▶ Exercise instructions
Check each line of the listing for the word "validated" and report the ones that have it.

▶ Source material

++++++++

PR #1102, opened 2026-05-19
feat: add remote storage loaders and writers (S3, GCS, Azure Blob, SQL)

### LINKED ISSUE #1090: [Feature] [Retrieval] Loader for remote storage provider
## **Background / Context**
Currently, **Railtracks** needs a robust way to ingest documents from remote cloud storage. Similar to LangChain's Document Loaders ecosystem, we need an abstraction layer that handles cloud authentication, fetches files (or entire directories/containers), and standardizes the output into a common format (e.g., `RailtracksDocument` objects containing `content` and `metadata`). 

This will allow our agents to seamlessly access enterprise knowledge bases hosted in AWS and Azure.

### **Requirements & Acceptance Criteria**

**1. AWS S3 Integration**
**2. Azure Blob Storage Integration**

### **Out of Scope (For Future Tickets)**
* Complex file parsing (e.g., extracting tables from PDFs, OCR for images). *This ticket assumes we are fetching plain text/UTF-8 files or returning raw bytes for a downstream parser to handle.*
* Google Cloud Storage (GCS) integration (will be handled in a separate ticket).

### Additional Context

_No response_

CoronRing:
## Summary

- Adds `S3Loader` /  `GCSLoader` / `AzureBlobLoader` / `SQLLoader` 
- All providers use optional extras (`railtracks[aws]`, `railtracks[gcp]`, `railtracks[azure-blob]`, `railtracks[sql]`) so the core package stays lean
- All loaders expose sync and async interfaces (`load`/`aload`)
- SQL classes include a context-manager (`with SQLLoader(...) as l`) and explicit `close()` for engine lifecycle management
- SQL identifier arguments validated against a strict allowlist at construction time to prevent injection
- Full unit test coverage across all classes
- Comprehensive developer docs
- Writer are not included in the PR, it will be in a separate module

## Security hardening

- SQL table/column names validated at `__init__` time — raises `ValueError` on any metacharacter (`[A-Za-z_][A-Za-z0-9_$]*` allowlist, supports `schema.table`)
- Helpful `ValueError` when `content_column` is missing from query results (was a bare `KeyError`)
- `__repr__` on all classes exposes only non-sensitive fields (bucket/container name); credentials never appear in repr
- All `ImportError` messages include both `pip install` and `uv add` forms

## Limitations documented

- CTE (`WITH …`) queries not supported as `table_or_query`; workaround shown in docs
- `aload` are thread-backed (`asyncio.to_thread`) not true-async; noted in docs with guidance for high-concurrency cases

## Test plan

- [x] 127 unit tests passing across all 4 providers × loader + writer
- [x] SQL tests use real in-memory SQLite (no mocks for correctness)
- [x] Cloud tests (S3/GCS/Azure) use provider SDK mocks
- [x] Async variants covered for all classes

## Additional file
Tutorial file are added to ipynb file on colab, not included per requirements for single-location consistency.


uv.lock
Pooria90, line 1: 1. Please reset this one to the one on main.
2. Add uv.lock to the .gitignore so we don't push its changes.

pyproject.toml
```diff
@@ -5,15 +5,18 @@ version = "0.0.0"
 description = "Root workspace for dev tools and workspace packages"
 readme = "README.md"
 requires-python = ">=3.10"
-dependencies = ["railtracks"]
+dependencies = [
```
Pooria90, line 8: I think moto[s3] needs to go the optional dependencies in the toml file inside railtracks.

.gitignore
```diff
@@ -45,4 +45,10 @@ core-licenses-summary.md
 .DS_Store
 
 # Ignore Files copied during release workflow for PyPI packaging (for Flit)
-packages/railtracks/docs/
\ No newline at end of file
+packages/railtracks/docs/
```
Pooria90: These look like local temp folders. Please remove them.

CoronRing: thanks for noticing!

pyproject.toml
CoronRing: REmoved!

uv.lock
CoronRing: nv.lock is removed!

Pooria90 (changes requested):
Good work @CoronRing 

I went over the code. A few substantial changes needs to be applied:
1. We need to move `loaders` and `writers` modules to `packages/railtracks/src/railtracks/retrieval/loaders` as they are being built on top of Amir's work on loaders. I recommend having all classes for a specific provider under one single module: for example having `loaders/s3.py` and `writers/s3.py` all under one `s3.py`.
Or we can also have them under a `loaders/cloud` folder. We can discuss the structure.
2. The modules are returning `Chunk` which is located in our old `vector_stores` module. That module is deprecated now and will be removed from the framework. The new type that we use for our retrieval module is called `Document` which is located in `packages/railtracks/src/railtracks/retrieval/models.py`. Please refer to Amir's loaders for examples.
3. Please adjust the Base classes, data models, and the docs accordingly.

packages/railtracks/src/railtracks/integrations/writers/storage_writers.py
Pooria90, line 1: We already have these scripts under `docs/scripts`. Also, I don't see any references for Writer classes. So, either we should move or remove.

CoronRing: This class is removed entirely,it should be gone

packages/railtracks/src/railtracks/integrations/writers/storage_writers.py
```diff
@@ -0,0 +1,311 @@
...
+
+writer = S3Writer("my-bucket", region_name="us-east-1")
+
+# Write raw text at an explicit key
+uri = writer.write_key("reports/summary.txt", "Today's executive summary ...")
+print(uri)  # s3://my-bucket/reports/summary.txt
+
+# Write a list of Document objects -- key is derived from document.source / id
+uris = writer.write(documents, prefix="generated/")
+# --8<-- [end:s3_write_basic]
```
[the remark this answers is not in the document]
CoronRing: Removed component

packages/railtracks/src/railtracks/integrations/writers/storage_writers.py
```diff
@@ -0,0 +1,311 @@
...
+
+
+# ===========================================================================
+# Azure Blob Storage
+# ===========================================================================
+
+# --8<-- [start:azure_write_basic]
+from railtracks.integrations.writers import AzureBlobWriter
+
+# DefaultAzureCredential resolves credentials automatically
```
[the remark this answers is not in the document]
CoronRing: Writer modules are removed

packages/railtracks/src/railtracks/retrieval/loaders/cloud/azure_blob.py
```diff
@@ -0,0 +1,127 @@
...
+            f"AzureBlobLoader("
+            f"account_url={self._account_url!r}, "
+            f"container_name={self._container_name!r})"
+        )
+
+    def _list_keys(self) -> list[str]:
+        kwargs: dict[str, Any] = {}
+        if self._prefix is not None:
+            kwargs["name_starts_with"] = self._prefix
+        return [blob.name for blob in self._container_client.list_blobs(**kwargs)]
```
Pooria90, line 98: Azure supports async listing. Please check out this: https://learn.microsoft.com/en-us/azure/storage/blobs/storage-blobs-list-python#list-blobs-asynchronously

packages/railtracks/src/railtracks/retrieval/loaders/cloud/azure_blob.py
```diff
@@ -0,0 +1,127 @@
...
+    async def astream(self) -> AsyncGenerator[Document, None]:
+        """Stream documents one at a time as each blob is downloaded.
+
+        Yields:
+            Document: The next loaded document.
+        """
+        if self._keys is not None:
+            names = self._keys
+        else:
+            names = await asyncio.to_thread(self._list_keys)
```
Pooria90, line 124: This is kind of against the aync generator idea. If we implement aync list_keys, we can do this better.

packages/railtracks/src/railtracks/retrieval/loaders/__init__.py
```diff
@@ -1,13 +1,23 @@
 from railtracks.retrieval.loaders.base import BaseDocumentLoader
+from railtracks.retrieval.loaders.cloud import (
+    AzureBlobLoader,
+    GCSLoader,
+    S3Loader,
+    SQLLoader,
+)
```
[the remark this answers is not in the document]
CoronRing: This is updated, the PR message was for old code, its now under retrievals.loaders

packages/railtracks/src/railtracks/retrieval/loaders/cloud/azure_blob.py
CoronRing: This was noted by copilot as well, the issue is that azure_blob for python do not support its usage like this out of the box (stream getting the key). I need to look into if there is an alternative way

packages/railtracks/src/railtracks/retrieval/loaders/cloud/s3.py
```diff
@@ -0,0 +1,131 @@
...
+            aws_access_key_id=aws_access_key_id,
+            aws_secret_access_key=aws_secret_access_key,
+            aws_session_token=aws_session_token,
+            endpoint_url=endpoint_url,
+        )
+
+    def __repr__(self) -> str:
+        return f"S3Loader(bucket={self._bucket!r})"
+
+    def _list_keys(self) -> list[str]:
```
Pooria90, line 94: same comment as Azure; `aiobotocore` supports true async operations.
Check out this link for examples: https://pypi.org/project/aiobotocore/

packages/railtracks/src/railtracks/retrieval/loaders/cloud/sql.py
```diff
@@ -0,0 +1,234 @@
...
+    ) -> None:
+        try:
+            import sqlalchemy  # noqa: F401
+        except ImportError:
+            raise ImportError(
+                "sqlalchemy is required for SQL loading. "
+                "Install it via `pip install railtracks[sql]` or `uv add railtracks[sql]`."
+            )
+
+        import sqlalchemy as sa
```
Pooria90: redundant; you can do it in the `try` block

packages/railtracks/src/railtracks/retrieval/loaders/cloud/sql.py
```diff
@@ -0,0 +1,234 @@
...
+            stmt = sa.text(self._table_or_query)
+        else:
+            stmt = sa.text(f"SELECT * FROM {self._table_or_query}")  # noqa: S608
+
+        with self._engine.connect() as conn:
+            result = conn.execute(stmt)
+            return [dict(row._mapping) for row in result]
+
+    def _fetch_by_ids(self, keys: list[str]) -> list[dict[str, Any]]:
+        import sqlalchemy as sa
```
Pooria90, line 200: Does this have to be here in addition to the one in `__init__`?

packages/railtracks/src/railtracks/retrieval/loaders/cloud/sql.py
```diff
@@ -0,0 +1,234 @@
...
+            return [dict(row._mapping) for row in result]
+
+    def _fetch_rows(self) -> list[dict[str, Any]]:
+        if self._keys is not None:
+            if not self._keys:
+                return []
+            return self._fetch_by_ids(self._keys)
+        return self._fetch_all()
+
+    async def astream(self) -> AsyncGenerator[Document, None]:
```
Pooria90, line 225: same comment as s3 and azure: sqalchemy support async operations!

packages/railtracks/src/railtracks/retrieval/loaders/cloud/sql.py
```diff
@@ -0,0 +1,234 @@
...
+
+    def close(self) -> None:
+        """Dispose the underlying SQLAlchemy engine.
+
+        Only disposes engines created internally by this loader.
+        """
+        if self._owns_engine:
+            self._engine.dispose()
+
+    def __enter__(self) -> SQLLoader:
```
Pooria90, line 147: please add `__aenter__` and `__aexit__` for async context management.

packages/railtracks/src/railtracks/retrieval/loaders/cloud/sql.py
```diff
@@ -0,0 +1,234 @@
...
+            available = sorted(row.keys())
+            raise ValueError(
+                f"content_column {self._content_column!r} was not found in the "
+                f"query results. Available columns: {available}. "
+                "Check that 'content_column' matches a column returned by the query."
+            )
+        content = str(row[self._content_column])
+
+        if self._metadata_columns is not None:
+            meta = {col: row[col] for col in self._metadata_columns if col in row}
```
Pooria90, line 164: This part is a little bit worrying to me. Let's say the user asked for a col that is not in row. They end of with a data with a missing meta data column, which they were not notified about. Maybe some warning would be nice here, but I'll leave the handling to you.

packages/railtracks/tests/unit_tests/integrations/writers/__init__.py
Pooria90, line 1: i think should be removed!

Pooria90 (changes requested):

packages/railtracks/src/railtracks/retrieval/loaders/cloud/sql.py
CoronRing: Moved inside t-c

packages/railtracks/src/railtracks/retrieval/loaders/cloud/sql.py
CoronRing: I think the SQLAlchemy engine is synchronous, and connections are opened and closed within each _fetch_* call already.

packages/railtracks/src/railtracks/retrieval/loaders/cloud/sql.py
CoronRing: This one is harder, since if a col is missing, it can be either at a col level or row level, depending on the architecture and where it's loaded. If we detect this at each row, it will be expensive and require two iterations. I added a check at the table level, which solves 50% of the issue.

packages/railtracks/tests/unit_tests/integrations/writers/__init__.py
CoronRing: Nice catch, removed

packages/railtracks/src/railtracks/retrieval/loaders/cloud/sql.py
CoronRing: Let me know if you like the fix, if so you can resolve it.

packages/railtracks/src/railtracks/retrieval/loaders/cloud/sql.py
CoronRing: This was not done because I want to make the sql system generic, the async system is different across providers (largely on auth): Ie
asyncpg for PostgreSQL
aiosqlite for SQLite, 
boto, azure etc.

Which works, but is a lot of work to make it work, which seems like a tradeoff not needed at this time. Since sql was not a primary target anyways.

packages/railtracks/src/railtracks/retrieval/loaders/cloud/sql.py
CoronRing: If I do that the sa need to be passed around as a variable, claude said both operations are fine and I guess this one is more debugger friendly and easy to read so I added to each.

packages/railtracks/src/railtracks/retrieval/loaders/cloud/s3.py
CoronRing: All operations are actually already async for azure and s3 in content, its only the key fetch are sync, the reason why list was not streamed was isolation of responsiblity, if I fetch and stream in the same function, we cannot track progress (ie percent loaded) as well as multi-thread properly (ie if I subthread 3 times, each takes 1/3 of task I need to compute full list ahead of time. This logic was used in write and not read, but I think it need to be added later so lets keep it if not too concering?)

packages/railtracks/src/railtracks/retrieval/loaders/cloud/sql.py
```diff
@@ -0,0 +1,234 @@
...
+
+    async def astream(self) -> AsyncGenerator[Document, None]:
+        """Stream documents one at a time as rows are read.
+
+        Yields:
+            Document: The next row as a document.
+        """
+        rows = await asyncio.to_thread(self._fetch_rows)
+        for row in rows:
+            yield self._row_to_document(row)
```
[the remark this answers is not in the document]
CoronRing: This was not done because I want to make the sql system generic, the async system is different across providers (largely on auth): Ie
asyncpg for PostgreSQL
aiosqlite for SQLite,
boto, azure etc.

Which works, but is a lot of work to make it work, which seems like a tradeoff not needed at this time. Since sql was not a primary target anyways.

@copilot is this reasonable?

packages/railtracks/src/railtracks/retrieval/loaders/cloud/azure_blob.py
```diff
@@ -0,0 +1,127 @@
...
+
+        for name in names:
+            yield await asyncio.to_thread(self._fetch_document, name)
```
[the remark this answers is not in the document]
CoronRing: All operations are actually already async for azure and s3 in content, its only the key fetch are sync, the reason why list was not streamed was isolation of responsiblity, if I fetch and stream in the same function, we cannot track progress (ie percent loaded) as well as multi-thread properly (ie if I subthread 3 times, each takes 1/3 of task I need to compute full list ahead of time. This logic was used in write and not read, but I think it need to be added later so lets keep it if not too concering?)

@copilot is this reasonable?

packages/railtracks/src/railtracks/retrieval/loaders/cloud/gcs.py
```diff
@@ -0,0 +1,108 @@
...
+        Yields:
+            Document: The next loaded document.
+        """
+        if self._keys is not None:
+            names = self._keys
+        else:
+            names = await asyncio.to_thread(self._list_keys)
+
+        for name in names:
+            yield await asyncio.to_thread(self._fetch_document, name)
```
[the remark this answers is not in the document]
CoronRing: All operations are actually already async for azure and s3 in content, its only the key fetch are sync, the reason why list was not streamed was isolation of responsiblity, if I fetch and stream in the same function, we cannot track progress (ie percent loaded) as well as multi-thread properly (ie if I subthread 3 times, each takes 1/3 of task I need to compute full list ahead of time. This logic was used in write and not read, but I think it need to be added later so lets keep it if not too concering?)

https://gh.io/copilot-coding-agent-docs is this reasonable?

packages/railtracks/src/railtracks/retrieval/loaders/cloud/s3.py
```diff
@@ -0,0 +1,131 @@
...
+        Yields:
+            Document: The next loaded document.
+        """
+        if self._keys is not None:
+            keys = self._keys
+        else:
+            keys = await asyncio.to_thread(self._list_keys)
+
+        for key in keys:
+            yield await asyncio.to_thread(self._fetch_document, key)
```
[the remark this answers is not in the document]
CoronRing: All operations are actually already async for azure and s3 in content, its only the key fetch are sync, the reason why list was not streamed was isolation of responsiblity, if I fetch and stream in the same function, we cannot track progress (ie percent loaded) as well as multi-thread properly (ie if I subthread 3 times, each takes 1/3 of task I need to compute full list ahead of time. This logic was used in write and not read, but I think it need to be added later so lets keep it if not too concering?)

@copilot  is this reasonable?

Pooria90 (approved):

CoronRing (commented):
?

packages/railtracks/src/railtracks/retrieval/loaders/cloud/sql.py
CoronRing: test

CoronRing:
closes #1090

++++++++

▶ Output
- SQL identifier arguments validated against a strict allowlist at construction time to prevent injection
- SQL table/column names validated at `__init__` time — raises `ValueError` on any metacharacter (`[A-Za-z_][A-Za-z0-9_$]*` allowlist, supports `schema.table`)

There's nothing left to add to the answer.